| GLES {BTLLasso} | R Documentation | 
German Longitudinal Election Study (GLES)
Description
Data from the German Longitudinal Election Study (GLES), see Rattinger et al. (2014). The GLES is a long-term study of the German electoral process. It collects pre- and post-election data for several federal elections, the data used here originate from the pre-election study for 2013.
Format
A list containing data from the German Longitudinal Election Study with 2003 (partly incomplete) observations. The list contains both information on the response (paired comparisons) and different covariates.
- Y
- A response.BTLLasso object for the GLES data including - response: Ordinal paired comparison response vector 
- first.object: Vector containing the first-named party per paired comparison 
- second.object: Vector containing the second-named party per paired comparison 
- subject: Vector containing a person identifier per paired comparison 
- with.order Automatically generated vector containing information on order effect. Irrelevant, because no order effect needs to be included in the analysis of GLES data. 
 
- X
- Matrix containing all eight person-specific covariates - Age: Age in years 
- Gender (0: male, 1: female) 
- EastWest (0: West Germany, 1: East Germany) 
- PersEcon: Personal economic situation, 1: good or very good, 0: else 
- Abitur: School leaving certificate, 1: Abitur/A levels, 0: else 
- Unemployment: 1: currently unemployed, 0: else 
- Church: Frequency of attendence in a church/synagogue/mosque/..., 1: at least once a month, 0: else 
- Migration: Are you a migrant / not German since birth? 1: yes, 0: no 
 
- Z1
- Matrix containing all four person-party-specific covariates - Climate: Self-perceived distance of each person to all five parties with respect to ones attitude towards climate change. 
- SocioEcon: Self-perceived distance of each person to all five parties with respect to ones attitude towards socio-economic issues. 
- Immigration: Self-perceived distance of each person to all five parties with respect to ones attitude towards immigration. 
 
Source
https://www.gesis.org/en/gles/about-gles
References
Rattinger, H., S. Rossteutscher, R. Schmitt-Beck, B. Wessels, and C. Wolf (2014): Pre-election cross section (GLES 2013).
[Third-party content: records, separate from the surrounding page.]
PR #856, opened 2019-05-03
MH-13503: Job Dispatch Fairness

gregorydlogan:
This pull request changes the logic around job dispatch from lowest current load first, to lowest load factor first.  For instance, in a situation with three nodes, with maximum loads of 1, 2, and 4 the dispatching order looks like this:

Node | Max load
-------|-------------
Node 1 | 1
Node 2 | 2
Node 3 | 4

Current number of jobs running | Node 1 Load | Node 1 Factor | Node 2 Load | Node 2 Factor | Node 3 Load | Node 3 Factor | Notes
-|-|-|-|-|-|-|-
0 | 0 | 0.0 | 0 | 0.0 | 0 | 0.0 |
1 | 1 | 1.0 | 0 | 0.0 | 0 | 0.0 | Already suboptimal, Node 1 is maxed out, should have gone to Node 3
2 | 1 | 1.0 | 1 | 0.5 | 0 | 0.0 | This job should have gone to Node 3 as well
3 | 1 | 1.0 | 1 | 0.5 | 1 | 0.25 | Finally!
4 | 1 | 1.0 | **2** | **1.0** | 1 | 0.25 | This is the opposite of what we want, Node 3 is basically idle!
5 | 1 | 1.0 | 2 | 1.0 | 2 | 0.5 |  From here on, the jobs go to Node 3, but only because everyone else is already maxed out!
6 | 1 | 1.0 | 2 | 1.0 | 3 | 0.75 | 
6 | 1 | 1.0 | 2 | 1.0 | 4 | 1.0 | 

The new dispatch looks like this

GESIS Data Archive, Cologne ZA5700 Data file Version 2.0.0.
Schauberger, Gunther and Tutz, Gerhard (2019): BTLLasso - A Common Framework and Software Package for the Inclusion and Selection of Covariates in Bradley-Terry Models, Journal of Statistical Software, to appear
Schauberger, Gunther and Tutz, Gerhard (2017): Subject-specific modelling of paired comparison data: A lasso-type penalty approach, Statistical Modelling, 17(3), 223 - 243
Examples
## Not run: 
op <- par(no.readonly = TRUE)
data(GLES)
Y <- GLES$Y
X <- scale(GLES$X, scale = FALSE)
subs <- c("(in years)","female (1); male (0)","East Germany (1); West Germany (0)",
          "(very) good (1); else (0)", "Abitur/A levels (1); else (0)", 
          "currently unemployed (1); else (0)","at least once a month (1); else (0)",
          "yes (1); no (0)")
set.seed(5)
m.gles <- cv.BTLLasso(Y = Y, X = X, control = ctrl.BTLLasso(l.lambda = 50))
par(xpd = TRUE, mar = c(5,4,4,6))
plot(m.gles, subs.X = subs)
par(op)
## End(Not run)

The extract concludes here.